RECORDS FOR THIS TASK:
################

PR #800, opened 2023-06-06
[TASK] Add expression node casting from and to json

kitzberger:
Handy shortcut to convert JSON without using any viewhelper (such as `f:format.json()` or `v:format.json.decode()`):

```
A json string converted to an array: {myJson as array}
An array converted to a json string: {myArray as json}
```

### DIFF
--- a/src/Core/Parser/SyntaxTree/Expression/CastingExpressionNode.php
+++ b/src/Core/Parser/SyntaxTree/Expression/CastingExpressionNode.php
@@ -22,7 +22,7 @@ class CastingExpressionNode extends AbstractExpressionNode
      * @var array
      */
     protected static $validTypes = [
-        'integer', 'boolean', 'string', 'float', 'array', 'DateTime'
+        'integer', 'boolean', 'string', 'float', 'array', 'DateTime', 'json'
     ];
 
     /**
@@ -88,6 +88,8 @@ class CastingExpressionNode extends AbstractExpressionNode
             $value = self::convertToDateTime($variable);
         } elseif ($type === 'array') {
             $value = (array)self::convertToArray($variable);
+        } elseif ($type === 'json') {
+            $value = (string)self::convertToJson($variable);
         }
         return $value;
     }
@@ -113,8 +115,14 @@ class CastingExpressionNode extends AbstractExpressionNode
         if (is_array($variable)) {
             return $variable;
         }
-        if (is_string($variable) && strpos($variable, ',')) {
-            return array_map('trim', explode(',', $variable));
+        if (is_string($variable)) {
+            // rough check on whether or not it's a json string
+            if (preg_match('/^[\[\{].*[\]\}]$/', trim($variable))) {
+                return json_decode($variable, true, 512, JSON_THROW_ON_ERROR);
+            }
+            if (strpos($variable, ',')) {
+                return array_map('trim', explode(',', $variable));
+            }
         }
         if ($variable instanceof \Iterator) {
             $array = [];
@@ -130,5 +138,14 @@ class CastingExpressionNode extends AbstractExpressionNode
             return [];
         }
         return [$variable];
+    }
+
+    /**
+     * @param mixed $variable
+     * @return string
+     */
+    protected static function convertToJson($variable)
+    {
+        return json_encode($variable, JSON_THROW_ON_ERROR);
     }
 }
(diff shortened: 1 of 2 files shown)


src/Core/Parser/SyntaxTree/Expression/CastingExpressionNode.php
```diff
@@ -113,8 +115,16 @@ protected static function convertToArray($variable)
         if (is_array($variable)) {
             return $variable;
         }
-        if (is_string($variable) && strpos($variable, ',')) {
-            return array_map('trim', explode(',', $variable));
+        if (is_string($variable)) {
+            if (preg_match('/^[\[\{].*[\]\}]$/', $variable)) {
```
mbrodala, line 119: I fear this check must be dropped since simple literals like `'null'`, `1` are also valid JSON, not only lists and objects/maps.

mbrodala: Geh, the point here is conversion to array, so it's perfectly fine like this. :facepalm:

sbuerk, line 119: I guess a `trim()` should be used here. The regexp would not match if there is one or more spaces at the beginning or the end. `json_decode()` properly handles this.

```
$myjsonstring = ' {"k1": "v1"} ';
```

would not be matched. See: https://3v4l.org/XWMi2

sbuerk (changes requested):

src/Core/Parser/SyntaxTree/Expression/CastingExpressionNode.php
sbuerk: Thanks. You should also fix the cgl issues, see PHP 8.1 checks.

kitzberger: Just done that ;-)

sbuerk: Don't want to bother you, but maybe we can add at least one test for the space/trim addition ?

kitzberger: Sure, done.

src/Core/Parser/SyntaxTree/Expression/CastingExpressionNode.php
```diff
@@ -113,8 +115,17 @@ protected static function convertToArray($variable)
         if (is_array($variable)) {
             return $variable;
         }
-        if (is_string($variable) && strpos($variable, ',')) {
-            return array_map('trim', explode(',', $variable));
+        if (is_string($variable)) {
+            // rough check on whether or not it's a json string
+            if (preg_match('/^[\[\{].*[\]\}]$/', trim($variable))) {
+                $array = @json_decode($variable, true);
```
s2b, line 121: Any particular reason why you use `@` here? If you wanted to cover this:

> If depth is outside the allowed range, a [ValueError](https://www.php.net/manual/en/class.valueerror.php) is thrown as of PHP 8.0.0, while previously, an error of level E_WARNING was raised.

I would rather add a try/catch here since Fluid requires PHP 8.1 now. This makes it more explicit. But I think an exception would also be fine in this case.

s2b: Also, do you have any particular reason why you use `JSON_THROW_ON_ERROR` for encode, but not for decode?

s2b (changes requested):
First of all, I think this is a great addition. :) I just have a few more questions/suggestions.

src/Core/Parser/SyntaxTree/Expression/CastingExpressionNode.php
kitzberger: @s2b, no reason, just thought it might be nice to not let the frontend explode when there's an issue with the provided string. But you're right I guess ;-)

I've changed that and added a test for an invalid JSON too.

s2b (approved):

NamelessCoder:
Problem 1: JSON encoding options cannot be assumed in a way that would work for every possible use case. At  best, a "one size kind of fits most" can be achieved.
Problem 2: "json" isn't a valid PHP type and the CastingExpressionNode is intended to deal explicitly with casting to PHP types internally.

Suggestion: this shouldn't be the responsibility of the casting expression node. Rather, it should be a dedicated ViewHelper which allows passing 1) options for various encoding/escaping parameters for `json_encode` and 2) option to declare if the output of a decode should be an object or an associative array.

################

ASSIGNED TASK: Every record above needs to be given again exactly.

FINISHED TASK:
PR #800, opened 2023-06-06
[TASK] Add expression node casting from and to json

kitzberger:
Handy shortcut to convert JSON without using any viewhelper (such as `f:format.json()` or `v:format.json.decode()`):

```
A json string converted to an array: {myJson as array}
An array converted to a json string: {myArray as json}
```

### DIFF
--- a/src/Core/Parser/SyntaxTree/Expression/CastingExpressionNode.php
+++ b/src/Core/Parser/SyntaxTree/Expression/CastingExpressionNode.php
@@ -22,7 +22,7 @@ class CastingExpressionNode extends AbstractExpressionNode
      * @var array
      */
     protected static $validTypes = [
-        'integer', 'boolean', 'string', 'float', 'array', 'DateTime'
+        'integer', 'boolean', 'string', 'float', 'array', 'DateTime', 'json'
     ];
 
     /**
@@ -88,6 +88,8 @@ class CastingExpressionNode extends AbstractExpressionNode
             $value = self::convertToDateTime($variable);
         } elseif ($type === 'array') {
             $value = (array)self::convertToArray($variable);
+        } elseif ($type === 'json') {
+            $value = (string)self::convertToJson($variable);
         }
         return $value;
     }
@@ -113,8 +115,14 @@ class CastingExpressionNode extends AbstractExpressionNode
         if (is_array($variable)) {
             return $variable;
         }
-        if (is_string($variable) && strpos($variable, ',')) {
-            return array_map('trim', explode(',', $variable));
+        if (is_string($variable)) {
+            // rough check on whether or not it's a json string
+            if (preg_match('/^[\[\{].*[\]\}]$/', trim($variable))) {
+                return json_decode($variable, true, 512, JSON_THROW_ON_ERROR);
+            }
+            if (strpos($variable, ',')) {
+                return array_map('trim', explode(',', $variable));
+            }
         }
         if ($variable instanceof \Iterator) {
             $array = [];
@@ -130,5 +138,14 @@ class CastingExpressionNode extends AbstractExpressionNode
             return [];
         }
         return [$variable];
+    }
+
+    /**
+     * @param mixed $variable
+     * @return string
+     */
+    protected static function convertToJson($variable)
+    {
+        return json_encode($variable, JSON_THROW_ON_ERROR);
     }
 }
(diff shortened: 1 of 2 files shown)


src/Core/Parser/SyntaxTree/Expression/CastingExpressionNode.php
```diff
@@ -113,8 +115,16 @@ protected static function convertToArray($variable)
         if (is_array($variable)) {
             return $variable;
         }
-        if (is_string($variable) && strpos($variable, ',')) {
-            return array_map('trim', explode(',', $variable));
+        if (is_string($variable)) {
+            if (preg_match('/^[\[\{].*[\]\}]$/', $variable)) {
```
mbrodala, line 119: I fear this check must be dropped since simple literals like `'null'`, `1` are also valid JSON, not only lists and objects/maps.

mbrodala: Geh, the point here is conversion to array, so it's perfectly fine like this. :facepalm:

sbuerk, line 119: I guess a `trim()` should be used here. The regexp would not match if there is one or more spaces at the beginning or the end. `json_decode()` properly handles this.

```
$myjsonstring = ' {"k1": "v1"} ';
```

would not be matched. See: https://3v4l.org/XWMi2

sbuerk (changes requested):

src/Core/Parser/SyntaxTree/Expression/CastingExpressionNode.php
sbuerk: Thanks. You should also fix the cgl issues, see PHP 8.1 checks.

kitzberger: Just done that ;-)

sbuerk: Don't want to bother you, but maybe we can add at least one test for the space/trim addition ?

kitzberger: Sure, done.

src/Core/Parser/SyntaxTree/Expression/CastingExpressionNode.php
```diff
@@ -113,8 +115,17 @@ protected static function convertToArray($variable)
         if (is_array($variable)) {
             return $variable;
         }
-        if (is_string($variable) && strpos($variable, ',')) {
-            return array_map('trim', explode(',', $variable));
+        if (is_string($variable)) {
+            // rough check on whether or not it's a json string
+            if (preg_match('/^[\[\{].*[\]\}]$/', trim($variable))) {
+                $array = @json_decode($variable, true);
```
s2b, line 121: Any particular reason why you use `@` here? If you wanted to cover this:

> If depth is outside the allowed range, a [ValueError](https://www.php.net/manual/en/class.valueerror.php) is thrown as of PHP 8.0.0, while previously, an error of level E_WARNING was raised.

I would rather add a try/catch here since Fluid requires PHP 8.1 now. This makes it more explicit. But I think an exception would also be fine in this case.

s2b: Also, do you have any particular reason why you use `JSON_THROW_ON_ERROR` for encode, but not for decode?

s2b (changes requested):
First of all, I think this is a great addition. :) I just have a few more questions/suggestions.

src/Core/Parser/SyntaxTree/Expression/CastingExpressionNode.php
kitzberger: @s2b, no reason, just thought it might be nice to not let the frontend explode when there's an issue with the provided string. But you're right I guess ;-)

I've changed that and added a test for an invalid JSON too.

s2b (approved):

NamelessCoder:
Problem 1: JSON encoding options cannot be assumed in a way that would work for every possible use case. At  best, a "one size kind of fits most" can be achieved.
Problem 2: "json" isn't a valid PHP type and the CastingExpressionNode is intended to deal explicitly with casting to PHP types internally.

Suggestion: this shouldn't be the responsibility of the casting expression node. Rather, it should be a dedicated ViewHelper which allows passing 1) options for various encoding/escaping parameters for `json_encode` and 2) option to declare if the output of a decode should be an object or an associative array.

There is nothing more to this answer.